For the past few weeks, as it dawned on them that Umaru Yar'Adua is unlikely to return from his medical treatment as Nigeria's president, the fading leader's wife,
Turai, and several loyalist aides have been shopping around the candidacy of Adamu Ailero as our next vice president.
Mr. Aliero, the Minister of the Federal Capital, is close to the Yar'Aduas, and the First Lady and her cohorts calculate that they can best protect the Yar'Aduas' interests through a friendly successor.
President Yar'Adua is prostrate in a Saudi hospital, believed to be severely brain damaged, unable to recognise anyone and unlikely to ever again serve as president. The First Lady has barred any senior political or government leader from access to her husband, and relies exclusively on Saudi staff, apart from two presidential security aides, our sources say.
The delay in publicly admitting the president's incapacitation, our sources say, is to buy time to ensure a friendly successor for Mr. Yar'Adua. But pressure is building throughout the country for a constitutional succession that will see the ascent of the current vice president, Goodluck Jonathan, to the top job.
This may come as soon as this week, several well-placed politicians and government officials now believe.
The plan to engineer Mr. Ailero, 53,into the vice presidency, ostensibly to help position him after the widely expected interim presidency of Mr. Jonathan, is being spearheaded by a powerful coterie of four presidential aides, according to several sources with detailed knowledge of the matter. These are Inuwa Baba,
the political adviser known by some as "the Andy Uba" of the Yar'Adua Aso Villa; Tanimu Yakubu Kurfi, the president's chief economic adviser, and Sayyadi Abba Ruma, the agriculture minister.
But their effort has run into strong head winds, according to several sources.
There is also the candidacy of Mohammed Aliyu Gusau, the former intelligence chief in the military regime of Ibrahim Babangida. On the unofficial expectation that the president must come from the north for another term of four years under the ruling party's rotational presidency system, Mr. Jonathan would likely serve out the last remaining year of the Yar'Adua presidency before the party chooses another candidate for the next election. Mr.
Jonathan's deputy, by this reckoning, would be well placed to be that candidate.
Mr. Gusau, a retired general, gets his principal support from an influential network around Mr. Babangida, who has been receiving powerful guests at his hilltop mansion in Minna, the Niger State capital, on account of the recent death of his wife, Maryam, from ovarian cancer.
Lurking in the shadows is Olusegun Obasanjo, the former president who is keen to plot his return to political eminence. Mr. Obasanjo is reported to have been pushing Sule Lamido, former foreign minister and current governor of Jigawa State to be Mr. Jonathan's deputy. Mr. Lamido's candidacy would have benefited from the current manouvre of the constituency of governors to have a bite at the pie. Sources familiar with this scheming programme say it is not going far. Bukola Saraki, Chairman of the Governor's forum who made a dramatic Christmas visit to Ota, home of the Obasanjo's reportedly received a cold shoulder. "This is a man who had not been here since May 2007 suddenly showing up see what politics can lead to?" said our source.

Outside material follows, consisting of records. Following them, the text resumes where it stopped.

PR #1360, opened 2026-09-16
feat(visibility): preview repo files in the Git tab

DeepanshKhurana:
ℹ️ **Check thread for recent updates and previews**

## Changes

Steps that build from a git repository can now be read in the editor. **Files** lists what they point at, their `Dockerfile` or an agent's `SKILL.md`, and opens them read-only next to the files the workflow carries. Before this you had to go find the repository yourself. **Edit in workflow** copies a file in, and from then on runs build from that copy; delete it to go back to the repository. Reads use the commit the saved definition pins, and nothing is written unless you copy. The server does the cloning, so it turns down local paths, hosts outside the public forges and `MEDIFORCE_REPO_HOSTS`, and workflows from other workspaces. It also skips symlinks, truncates oversized files, and gives up after 30 seconds.

## Preview

https://github.com/user-attachments/assets/da7b0821-3590-4451-a517-286efd4fa251


Griphu:
I like the idea of being able to preview git backed files that are used in the workflow, but there are couple of things that I think we should still consider (based on https://github.com/Appsilon/cdisc-case-3):
1) Dockerfile copies folders: container which has all .py script steps, fixtures with some .json/.csv/.py files. We cannot preview them from the tab, so user still has to go to github to understand fully the workflow. We should at the very least show the files that are referenced by name by script steps, but I'd not limit only to that as there might be tons of use cases where we'd like to see other files as well
2)  If we click on "edit in workflow", we'll create a copy of file from git. Cool, but the WD still references docker from git as a source, so how will it pick up the changes? I think it can be confusing and tbf I didn't check what will be the actual source for the modified files. So the "edit in workflow" should probably mean that whole docker image is being carried and edited from the workflow level, and we should be able to copy&modify all files used in the dockerfile.

That being said, I think we should answer 2 main challenges here, but separately:
1) I need to **see** what the workflow is doing - so I need to be able to see all scripts/files that contribute to the workflow in any way - that will be only partially addressed by this PR. To solve this we could track what folders/files are ADDed or COPYied in the dockerfile and attach them as well here. If those would be too large, we can still write "file's too large, open in <direct link>" or sth like that.
2) I want to **edit** the workflow from the mediforce level - totally valid functionality we should provide. However, I see the git path for workflows/images being used in some specific cases where the mediforce workflow can be just a part of bigger project where more people are working on but outside of mediforce, maybe we have multidisciplinary team that operates in git (probably impossible, but I'd like to see that) or idk some other scenario. With that, a solution for editing that uses copies of files could be really dangerous for consistency (git repo being updated, changes are not visible on the workflow even when updating git commit, even worse we can have conflicts etc). 

I'd say - once git backed, always git backed OR once in mediforce, never git backed. What I mean with that and how would it affect us: we could develop a 2-way communication with git from mediforce, so I'd be able to modify the files in the mediforce but it would create a fork/branch and I'd be able to open PR in the target git, so I can still sync with original git repo. It's clean and solves compatibility issue. 

But the whole git-backed path has a huge drawback of NOT being mediforce-backed, and it affects how we're auditing the mediforce and workflows. Who made what change and when and with what permissions? Idk, it's in git. Huge risk.

So maybe our answer should be - you can copy from selected timestamp(commit) in git, but once you've copied it's over with syncing, from now on you can only use mediforce. That way we have full audit on our side.

@DeepanshKhurana please let me know when you'll be finished with reading this poem so we can schedule a call and properly disscuss it, cause I feel like we're about to make a huge decision and it's consequences might be hard to reverse.

DeepanshKhurana:
To summarise our discussion from the meeting, we will merge with a lightweight read-only mode for the whole Git repo with a shallow pull of the commit hash. Currently, we do not have the space and/or a clear path towards where we want this feature of Git-inclusion to go but visibility is what this PR ought to solve and so, this solves visibility for the time being.

DeepanshKhurana:
@Griphu, I've made changes to the functionality. Here's a quick preview but I recommend running the branch locally once with mock mode to check. I've separately handled the two cases of: private and public repos.

https://github.com/user-attachments/assets/bf7198d2-37ca-45d4-8cb5-a1337cf5a0f7

PR #390, opened 2025-06-30
Only allow within brain region entitycore queries

### LINKED ISSUE #389: Force the LLM to use `within_brain_region_id` when applicable.
The frontend always uses the `within_brain_region_id` parameter when sending an entitycore request. We should make sure that when our LLM has a BR id, it passes it to the associated `within_` argument. In applicable tools feel free to use the following syntax:
```
brain_region__id: SkipJsonSchema[None] = Field(None, exclude=True)
```
to remove all of the parameters we don't want the LLM to use.
Please check if only the brain regions have this `within` mechanism, else do it where it is applicable.

### LINKED ISSUE #392: `GET tools/{name}` should honor `SkipJsonSchema`
The #389 lead to us using the `SkipJsonSchema`, however, the way the `GET tools/{name}` endpoint works is that considers all `.model_fields` 

https://github.com/openbraininstitute/neuroagent/blob/35e04c24e59f7e6125557c5b3f3b3178ffa0b2b5/backend/src/neuroagent/app/routers/tools.py#L161-L163

Please exclude those fields that have the skip json schema

jankrepl:
Closes #389  and closes #392

For reference, I decided to go for an approach that is recommended here: https://github.com/pydantic/pydantic/discussions/6699#discussioncomment-8642547


WonderPG (approved):
🦫

BoBer78 (approved):
🦫

PR #393, opened 2025-07-01
System prompt assembled from rules

### LINKED ISSUE #350: Prevent the LLM from showing asset links since they are not clickable
Image

The links created here lead nowhere. The LLM shouldn't display them.

### LINKED ISSUE #387: Assemble system prompt dynamically using reusable rules
Very related to #320 

Motivated by https://docs.cursor.com/context/rules (must read)

# Description
The idea would be to to define reusable rules 
See below a pseudocode

```python
class Rule(BaseModel):
    name: str
    text: str
```

The final system prompt would just end up looking like

```python
system_prompt=f"{GENERAL_INFO}{'\n'.join([r.model_dump() for r in rules])"
```

# Why
* Cursor has them. Probably is a good idea.
* Give more structure to how we manage the system prompt 
* Quickly changing behavior of the agent by changing the set of rules (no need to actually do prompt engineering)

# Some other potential features
* Have an env var that will help us filter them (by name)
* Similarly to the semantic routes, we could define them in separate `json` and then dynamically load them in Python (maybe not a great idea - this is what cursor does though). But having them directly in the Python code is fine too. Note that since Cursor standardized this concept there is now a whole opensource community around these rules: https://github.com/PatrickJS/awesome-cursorrules
* We can even let the user write these rules and allow for global vs per thread rules (overkill)

jankrepl:
Closes #387  and closes #350

# LOGIC
* Each rule will be a separate `.mdc` file in the `rules` folder.
*  Note that there is also the description in the "frontmatter" that is there only for us - it won't make it to the prompt (similarly to the file name)
* Make sure each rule starts with Heading 1 (# in markdown)

# TODO
- [x] implement the feature
- [x] add unit test(s)

### DIFF
--- a/backend/src/neuroagent/app/dependencies.py
+++ b/backend/src/neuroagent/app/dependencies.py
@@ -434,11 +434,7 @@ Current time: {datetime.now(timezone.utc).isoformat()}
 
     # Check if rules directory exists
     if not rules_dir.exists():
-        logger.warning(f"Rules directory not found: {rules_dir}")
-        return (
-            system_prompt
-            + "\n## NO RULES FOUND\nNo specific rules files were found in the rules directory."
-        )
+        return system_prompt
 
     # Find all .mdc files in the rules directory
     mdc_files = list(rules_dir.glob("*.mdc"))
--- a/backend/src/neuroagent/app/dependencies.py
+++ b/backend/src/neuroagent/app/dependencies.py
@@ -4,6 +4,7 @@ import logging
 import re
 from datetime import datetime, timezone
 from functools import cache
+from pathlib import Path
 from typing import Annotated, Any, AsyncIterator
 
 import boto3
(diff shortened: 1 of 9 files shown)


backend/src/neuroagent/app/dependencies.py
```diff
@@ -408,48 +409,74 @@ async def get_selected_tools(
         return selected_tools
 
 
+@cache
+def get_rules_dir() -> Path:
+    """Get the path to the rules directory."""
+    current_file = Path(__file__)
+    rules_dir = current_file.parent.parent / "rules"
+    return rules_dir
```
WonderPG, line 417: With the dependencies ever expanding, is it needed to make this a dependency ? Wouldn't it be simpler in `get_system_prompt` to do:
```
rules_dir = Path(__file__).parent.parent / "rules"
```
?

backend/src/neuroagent/rules/entitycore-tools.mdc
```diff
@@ -0,0 +1,9 @@
+---
+description: Entitycore tools
+---
+# EntityCore Tool Guidelines
+
+## EntityCore Tool Parameters
+- For entitycore tools, make sure to use the `within_brain_region_brain_region_id` parameter if the user asks for a specific brain region
+- The `brain_region__id` parameter is **not valid** and should not be used
+- To find a brain region id of a given brain region you can use the `entity-brainregion-getall` tool and then the `name__ilike` parameter of that tool
```
WonderPG, line 9: Could we add here that brain region names must always be capitalized ? E.g. if `thalamus` is used in field `brain_region_name`, entitycore fails but `Thalamus` works.

backend/src/neuroagent/rules/tool-calling.mdc
```diff
@@ -0,0 +1,15 @@
...
+# Tool Calling Rules
+
+## Information Sources
+- **ONLY use information from tool outputs** - do not add external knowledge
+- Use only tool outputs as authoritative sources
+
+## Link and Reference Policies
+- **NEVER generate fake links** or links to storage IDs
+- **NEVER reference storage IDs** or create placeholder links
+- Only reference actual, valid URLs and resources
```
WonderPG, line 13: Maybe adding a line here would solve #350 ?

backend/src/neuroagent/rules/entitycore-tools.mdc
WonderPG, line 9: I disagree with the use of `name__ilike`. This is useful only when a partial match is required. If we provide `thalamus` to it it will find a bunch of subregions (sorted alphabetically) but not the one we expect. Imo people will more often than not use the exact name of the BR they are after. This is valid at least for the `brainregion-getall` tool, maybe not for the others.

WonderPG (commented):
Thanks for the PR ! Two small things:
- I heard many time that it is important to re-affirm essential elements at the end of a system prompt to "remind" the LLM. is this handled in any way in cursor ? Should we handle it in any way ?
- Could you write a short README in the `rules` folder to describe in a few lines how to write a new rule to fit the format your code expect ?
Thank you !

backend/src/neuroagent/app/dependencies.py
WonderPG: Ah I see. It's fine then :)

jankrepl:
Readme was added here: 6b052fd1

backend/src/neuroagent/rules/entitycore-tools.mdc
jankrepl: Well so I instructed it to use `name__ilike`. Here I added a new commit that also mentions the `name` and the need to capitalize

861e0649

WonderPG (dismissed):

But beyond the problematic Saraki lobby, the mere involvement of Mr. Obasanjo, who has many enemies in the ruling party that used to be under his thumb, has proved a liability for Mr. Lamido, according to party insiders.
"One of the best ways to destroy a candidate is to say that he is Obasanjo's man," one influential politician told Next on Sunday. Yet there is a quiet spat between the Obasanjo and the Babangida vision for the next political dispensation with Obasanjo openly warning against a military intervention last week in a direct message to the army velvet ranks and another comment he pass through Babangida to the current leadership of the army.
Mr. Obasanjo's fallback candidates, according to our sources, are Murtala Nyako,
67, the former naval commander and now governor of Adamawa State, and Jibril Aminu, the senator and former education minister.
Neither man is believed by insiders to have much of a chance.
Several younger retired military officers and their political allies are also believed to be interested in vying for the top post including Buba Marwa, the former military governor of Lagos, and current ambassador to South Africa, who also is close to Babangida. Marwa however faces strong corruption hangover on account of his money laundering charges for his role in the massive treasury loot of the late General Sani Abacha.
A dark horse is the aging Adamu Ciroma, 76, a fixture in politics and government for the past 40 years who is being touted by the traditional northern political elite whose influence was severely curtailed during Mr. Obasanjo's two terms as president, from 1999 to 2007.